That is, MS used some underhanded tactics to gain market share. They also took
advantage of (and probably forced) a major misstep by a competitor.

That Phoenix/Firefox was able to be resurrected from the ashes is a fortunate
occurrence, but at no time did that at all come of as if it was planned. I
pretty much consider it the "classic coke" of the browser wars. (Remember,
phoenix was originally Mozilla's suite, stripped down to just the browser.)

So, yes, it has gone rather well. However, I'm not sure the codebase can
afford to survive the death of its stewardship again. The statistics show a
clear dominance of "not Mozilla" historically.

To the point that I'm not all sure on what you are basing your claim of
Mozilla "now setting the pace." Don't get me wrong, I'm glad it is doing well.
It is my browser of choice. However, I realize I am the minority both in my
friends/family and statistics.

Which is funny. In my family, the browser choice is either Safari or IE.
Depending on OS of choice. In my friends, it is Chrome. To the point that I'm
not even clear what lessons are to be learned from these choices, honestly.

So, back to the point. How were the pundits wrong?

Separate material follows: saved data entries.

PR #435, opened 2024-08-21
Add persistent volume for krb5.conf.d

aaannz:
## What does this PR change?

See title. ⬆️ Related server change in [PR here](https://github.com/uyuni-project/uyuni/pull/9188)

## Test coverage
- No tests: already covered
- Unit tests were added

- [ ] **DONE**

## Links

Issue(s): https://github.com/SUSE/spacewalk/issues/25033

- [X] **DONE**

## Changelogs

- [ ] No changelog needed

# Before you merge

### DIFF
--- a/shared/utils/volumes.go
+++ b/shared/utils/volumes.go
@@ -41,6 +41,7 @@ var EtcServerVolumeMounts = []types.VolumeMount{
 	{MountPath: "/etc/sysconfig", Name: "etc-sysconfig"},
 	{MountPath: "/etc/postfix", Name: "etc-postfix"},
 	{MountPath: "/etc/sssd", Name: "etc-sssd"},
+	{MountPath: "/etc/krb5.conf.d", Name: "etc-krb5"},
 }
 
 // EtcServerVolumes represents volumes used for configuration.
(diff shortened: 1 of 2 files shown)


rjmateus:
This is an exceptional case. Do we want to persist this or should we document how to mount those files on the container?
User can have the files in the host OS file system and enhance the podman arg to mount those files in the default locations

aaannz:
Hmm.. I am already providing [modified krb5.conf](https://github.com/uyuni-project/uyuni/pull/9188/files) because of changed path of `default_keytab_name`. So indeed we don't need this and instead have all under `/etc/rhn/krb.conf.d/` which we already have a volume for (`/etc/rhn/`).
We can also modify `/etc/krb.conf.d` to be a link to the `/etc/rhn/krb.conf.d` during the image building.

So documentation would just need to say not to overwrite shipped krb5.conf and instead use one of above mentioned directories.

WDYT?

rjmateus:
I like that idea more, and avoid adding one more volume to the mix. Since we are the ones adding the file `/etc/krb5.conf` manually during build process, we can even add a warning message at the start of the file telling the user to not edit it and add is changes to `/etc/krb5.conf.d` or even better to `/etc/rhn/krb.conf.d/`
Documentation can solve it, otherwise, if the user restart the container he will find out really fast that the krb5 change are gone.

aaannz:
Agreed. Closing this one and will do everything in https://github.com/uyuni-project/uyuni/pull/9188/ and docs.

PR #448, opened 2024-09-10
save supportconfig in current directory (bsc#1226759)

mbussolotto:
## What does this PR change?

save supportconfig in current directory (bsc#1226759)

## Test coverage
- No tests

- [x] **DONE**

## Links

Issue(s): https://github.com/SUSE/spacewalk/issues/25226

- [x] **DONE**

## Changelogs

- [ ] No changelog needed

# Before you merge

### DIFF
--- a/shared/connection.go
+++ b/shared/connection.go
@@ -440,7 +440,7 @@ func chooseBackend[F interface{}](
 }
 
 // RunSupportConfig will run supportconfig command on given connection.
-func (cnx *Connection) RunSupportConfig() ([]string, error) {
+func (cnx *Connection) RunSupportConfig(tmpDir string) ([]string, error) {
 	var containerTarball string
 	var files []string
 	extensions := []string{"", ".md5"}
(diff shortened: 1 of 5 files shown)


cbosdo (approved):

shared/connection.go
```diff
@@ -450,12 +450,11 @@ func (cnx *Connection) RunSupportConfig() ([]string, error) {
 	}
 
 	// Copy the generated file locally
-	tmpDir, err := os.MkdirTemp("", "mgradm-*")
+	currentDir, err := os.Getwd()
```
aaannz, line 453: What about:

```go
currentDir, err := os.Getwd()
tmpDir, err := os.MkdirTemp(currentDir, "mgradm-*")
```

So we can avoid creating multiple support config files directly under cwd.
Also, are you sure cwd can be written into?

mbussolotto: > So we can avoid creating multiple support config files directly under cwd.

seems a good idea

> Also, are you sure cwd can be written into?

no, but in that case the error should be handled and it should be clear that writing permission are missing. In any case, I'll test it.

aaannz (approved):
Thanks!

PR #451, opened 2024-09-12
share volumes between containers (bsc#1223142)

mbussolotto:
## What does this PR change?

TBH I'm not sure if it'd fix the problem bsc#1223142, but I couldn't find any way to reproduce it and it looks too sporadic, I'd give it a try with it

from podman doc:
```
Labeling systems like SELinux require that proper labels are placed on volume content mounted into a 
<<container|pod>>. 
Without a label, the security system might prevent the processes running inside the 
<<container|pod>> from using the content. 

By default, Podman does not change the labels set by the OS.
To change a label in the <<container|pod>> context, add either of two suffixes :z or :Z to the volume mount. 
These suffixes tell Podman to relabel file objects on the shared volumes. 
The z option tells Podman that two or more <<containers|pods>> share the volume content. 
As a result, Podman labels the content with a shared content label. 
Shared volume labels allow all containers to read/write content. 
The Z option tells Podman to label the content with a private unshared label Only the current <<container|pod>> can use a private volume. 
Relabeling walks the file system under the volume and changes the label on each file, if the volume has thousands of inodes, this process takes a long time, delaying the start of the <<container|pod>>. 
If the volume was previously relabeled with the z option, Podman is optimized to not relabel a second time. 
If files are moved into the volume, then the labels can be manually change with the chcon -R container_file_t PATH command.
```
## Test coverage
- No tests
- [x] **DONE**

## Links

Issue(s): https://github.com/SUSE/spacewalk/issues/24144

- [x] **DONE**

## Changelogs

- [ ] No changelog needed

# Before you merge

### DIFF
--- a/mgradm/shared/templates/hubXmlrpcServiceTemplate.go
+++ b/mgradm/shared/templates/hubXmlrpcServiceTemplate.go
@@ -37,7 +37,7 @@ ExecStart=/usr/bin/podman run \
         -p {{ .Exposed }}:{{ .Port }}{{if .Protocol}}/{{ .Protocol }}{{end}} \
         {{- end }}
         {{- range .Volumes }}
-        -v {{ .Name }}:{{ .MountPath }} \
+        -v {{ .Name }}:{{ .MountPath }}:z \
         {{- end }}
 	-e HUB_API_URL \
 	-e HUB_CONNECT_TIMEOUT \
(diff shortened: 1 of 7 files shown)


cbosdo (commented):
I'ld rather have the opinion from @thesp0nge for this.

aaannz:
`:z` should be safe, but there might be some performance penalty when relabeling on container start. Hopefully our startup checks will survive it.

mbussolotto:
@cbosdo , @thesp0nge already provided his opinion a while ago here https://github.com/SUSE/spacewalk/issues/24144#issuecomment-2084674167 ;)

rjmateus (approved):

cbosdo (approved):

Did AOL/Netscape somehow
come off well by the rewrite? Was it a sound investment? If anything, I would
think the continued active development of the non-servo codebase shows that it
is sound advice _not_ to bet the company on a rewrite, and that they learned
it. Are you really claiming otherwise?

------
panzi
Looks better than current Firefox on my system.
[http://i.imgur.com/6CN4Heh.png](http://i.imgur.com/6CN4Heh.png)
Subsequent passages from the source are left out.